The well-built man darkened his scowl and kept hold of the door with one hand as he moved the other to hook it loosely over the buckle of his belt, within six inches of the highly polished sixgun jutting from his hip holster. ‘That’s no answer of the kind I want to hear.’

Now he stepped fully into the gap between the door and the frame.

‘The name’s Edge. I’m here to see Miss Colbert.’

‘Miss Olivia didn’t say she was expecting anyone.’ He spoke at a constant pitch: his attitude studiedly emotionless yet made threatening because of the cold light in his unblinking green eyes. ‘And that being so, she sure ain’t expecting you.’

He made to draw back and close the door but halted the move when Edge stepped up close to him. Then he started to grin and reached for his holstered revolver with an over-confident, deliberately unhurried action. And his expression became a smirk of contempt when Edge raised both hands as if in surrender. But he suddenly realised he had misread the situation. And he began to warn in a rasping tone: ‘Not so damn – ‘

Edge’s right hand streaked to the nape of his neck and sprang away even faster, an open straight razor fisted in it. At the same time his left hooked around the back of the younger man’s neck and bunched the shirt collar in a firm grip: this as he pressed the flat of the finely honed blade against the throat of the startled man. The triumphant smirk of the man on the threshold had become an expression of wide-eyed terror as he held his 66

breath and froze his every muscle, including those of the hand wrapped around the butt of the still holstered sixshooter.

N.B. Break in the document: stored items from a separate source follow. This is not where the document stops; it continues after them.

PR #729, opened 2022-09-29
[IMP] udes_stock, udes_stock_picking_batch: Add logging for monitor

LoKKeR96:
Story: x1666

Signed-off-by: Lorenzo Cucurachi <lorenzo.cucurachi@unipart.com>

### DIFF
--- a/addons/udes_stock/models/stock_picking.py
+++ b/addons/udes_stock/models/stock_picking.py
@@ -8,6 +8,8 @@ from odoo.addons.udes_common.models.fields import PreciseDatetime
 from odoo.exceptions import ValidationError
 from lxml import etree
 
+from ..utils import UDES_STATISTICS_LOG_FORMAT
+
 _logger = logging.getLogger(__name__)
 
 
@@ -850,7 +852,27 @@ class StockPicking(models.Model):
         ):
             pick._create_own_procurement_group()
         res = super().action_confirm()
+        return res
 
+    def _action_done(self):
+        """Extend to collect stats for the UDES monitor"""
+        # Collect action_done stats for monitor
+        with self.statistics() as stats:
+            res = super()._action_done()
+
+        # Ensure when multiple picking types are involved that the names are combined
+        picking_type_names = ",".join(self.mapped("picking_type_id.name"))
+        # Write the log
+        _logger.info(
+            UDES_STATISTICS_LOG_FORMAT,
+            self._name,
+            self.ids,
+            picking_type_names,
+            "action_done",
+            stats.elapsed,
+            stats.count,
+            stats.count / stats.elapsed
+        )
         return res
 
     def validate_picking(self, create_backorder=False, force_validate=False):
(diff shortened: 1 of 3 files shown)


addons/udes_stock/models/stock_picking.py
```diff
@@ -850,7 +850,28 @@ def action_confirm(self):
...
+        return res
+
+    def _action_done(self):
+        """Extend to collect stats for the UDES monitor"""
+        # Collect action_done stats for monitor
+        with self.statistics() as stats:
+            res = super()._action_done()
 
+        # Ensure when multiple picking types are involved that the names are combined
+        picking_type_names = ""
```
armandcela, line 862: Do picking_type_names need a comma to separate them in case there are more than one.
```suggestion
        picking_type_names = ",".join(self.mapped("picking_type_id.name")
```
Remove the for loop in that case

addons/udes_stock/models/stock_picking.py
```diff
@@ -899,11 +920,20 @@ def validate_picking(self, create_backorder=False, force_validate=False):
             # but still needs more access rights for the flow
             # We don't want odoo stock module to create backorders. That is handed in UDES layer.
             self.sudo().with_context({"cancel_backorder": True})._action_done()
+        # Write the log
+        # It should never happen but ensure when multiple picking types
+        # are involved that the names are combined
+        picking_type_names = ""
```
armandcela, line 926: Same here

addons/udes_stock_picking_batch/models/stock_picking_batch.py
```diff
@@ -730,67 +730,81 @@ def drop_off_picked(self, continue_batch, move_line_ids, location_barcode, resul
...
+                    # but still needs more access rights for the flow
+                    to_add.sudo().write({"batch_id": self.id})
 
-            with self.statistics() as stats:
                 picks_todo.sudo().with_context(tracking_disable=True)._action_done()
 
+            # Write the log
+            # It should never happen but ensure when multiple picking types
+            # are involved that the names are combined
+            picking_type_names = ""
```
armandcela, line 797: Also here

addons/udes_stock/models/stock_picking.py
LoKKeR96: Comma works fine, and yes perfect, thank you, I was missing how to do this. Will change soon.

kdwyer (approved):

PeterAlabaster (approved):

jrbirch99 (approved):

addons/udes_stock/models/stock_picking.py
armandcela: Yep happy with changes, just not needed the if because join doesnt add comma when length is 1.
Happy to resolve all threads after that

armandcela (approved):

addons/udes_stock/models/stock_picking.py
LoKKeR96: Addressed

Edge murmured flatly: ‘It could be that the lady would maybe welcome getting a surprise caller, do you figure, feller?

The man tried to peer down his face to see what kind of blade threatened to slit his throat. But it was not possible unless he bent his head forward and increased the risk of being cut.

Edge said in a tone that was now as ice cold as the look in the glittering slits of his eyes: ‘Do you want to let go of the fancy Colt, feller? Or do you want to spill some blood on the Colberts’ fine looking carpet?’

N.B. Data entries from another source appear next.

PR #730, opened 2022-09-29
[IMP] udes_stock: Add logging for monitoring

LoKKeR96:
Add logging for action_done, mark_as_done and drop_off_picked.
These will be used by the UDES monitor to generate stats and present
these to our developers.

### DIFF
--- a/addons/udes_stock/models/stock_move_line.py
+++ b/addons/udes_stock/models/stock_move_line.py
@@ -1,10 +1,15 @@
 # -*- coding: utf-8 -*-
 from itertools import groupby
+
 from odoo import api, fields, models, tools, _
 from odoo.exceptions import UserError, ValidationError
 from odoo.tools.float_utils import float_compare, float_round
 from copy import deepcopy
+import logging
 from collections import Counter, defaultdict
+from ..utils import UDES_STATISTICS_LOG_FORMAT
+
+_logger = logging.getLogger(__name__)
 
 
 class StockMoveLine(models.Model):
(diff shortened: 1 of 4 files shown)


addons/udes_stock/models/stock_picking.py
```diff
@@ -465,37 +465,57 @@ def action_done(self):
...
+            self.env.ref("udes_stock.picking_done").with_context(
+                active_model=picks._name,
+                active_ids=picks.ids,
+                action_filter="picking.action_done",
+                **extra_context
+            ).run()
+
+        # Write the log
+        # Ensure when multiple picking types are involved that the names are combined
+        picking_type_names = ""
```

The man allowed the pent-up breath to trickle out through his flared nostrils. Perhaps was afraid even to open his tightly compressed lips in case the trapped air rushed out in a violent burst that could be interpreted as an aggressive sound. At the same time he moved his arms slowly: brought them up until they were stretched far out on either side at shoulder height to show his hands were empty.

Edge released the scruff of his neck, backed off half a pace, reached between himself and the terrified man and hooked the revolver out of its holster.

‘Move into the house and take it easy.’ Edge pitched his voice evenly now as he withdrew the threat of the razor, folded the blade into the handle and returned it to the pouch hung from the back of a circlet of Indian beads worn around his neck. Then he motioned with the Colt but did not cock the hammer when he said: ‘I don’t reckon the folks who own this classy mansion would like their nice floor covering to get stained with any of your bodily fluids? How about you?’